Das Berufungsgericht oder der Vorsitzende hat zuvor die Parteien auf die beabsichtigte Zurückweisung der Berufung und die Gründe hierfür hinzuweisen und dem Berufungsführer binnen einer zu bestimmenden Frist Gelegenheit zur Stellungnahme zu geben. Der Beschluss nach Satz 1 ist zu begründen, soweit die Gründe für die Zurückweisung nicht bereits in dem Hinweis nach Satz 2 enthalten sind. Ein anfechtbarer Beschluss hat darüber hinaus eine Bezugnahme auf die tatsächlichen Feststellungen im angefochtenen Urteil mit Darstellung etwaiger Änderungen oder Ergänzungen zu enthalten.

(3) Gegen den Beschluss nach Absatz 2 Satz 1 steht dem Berufungsführer das Rechtsmittel zu, das bei einer Entscheidung durch Urteil zulässig wäre.
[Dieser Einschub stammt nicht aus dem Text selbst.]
PR #10065, opened 2021-11-02
Success markers telemetry

### LINKED ISSUE #9830: Success makers: telemetry
**Definition of done**
- [ ] telemetry decided
- [ ] telemetry implemented

alwx:
**Proposed changes**:
- fix #9830


alwx:
This PR adds events specified in this comment: https://github.com/RasaHQ/rasa/issues/9830#issuecomment-946483085

docs/docs/telemetry/events.json
```diff
@@ -422,6 +423,63 @@
...
+          "description": "Number of processed trackers."
+        }
+      },
+      "additionalProperties": false,
+      "required": [
+        "trackers_count"
+      ]
+    },
+    "Markers Stats Computed": {
+      "description": "Triggered when marker stats has been computed.",
```
usc-m, line 470:
```suggestion
      "description": "Triggered when marker stats have been computed.",
```

docs/docs/telemetry/events.json
```diff
@@ -422,6 +423,63 @@
...
+          "description": "Number of trackers to extract from (for any strategy except 'all')."
+        }
+      },
+      "additionalProperties": false,
+      "required": [
+        "count"
+      ]
+    },
+    "Markers Extracted": {
+      "description": "Triggered when markers has been extracted.",
```
usc-m, line 455:
```suggestion
      "description": "Triggered when markers have been extracted.",
```

rasa/cli/evaluate.py
```diff
@@ -123,6 +124,10 @@ def _run_markers(
         stats_file: (Optional) Path to write out statistics about the extracted
                     markers.
     """
+    telemetry.track_markers_evaluation_initiated(
```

(1) Gegen einen Beschluss ist die Rechtsbeschwerde statthaft, wenn

1.
dies im Gesetz ausdrücklich bestimmt ist oder
2.
das Beschwerdegericht, das Berufungsgericht oder das Oberlandesgericht im ersten Rechtszug sie in dem Beschluss zugelassen hat.
§ 542 Abs. 2 gilt entsprechend.

(2) In den Fällen des Absatzes 1 Nr. 1 ist die Rechtsbeschwerde nur zulässig, wenn

1.
die Rechtssache grundsätzliche Bedeutung hat oder
2.
die Fortbildung des Rechts oder die Sicherung einer einheitlichen Rechtsprechung eine Entscheidung des Rechtsbeschwerdegerichts erfordert.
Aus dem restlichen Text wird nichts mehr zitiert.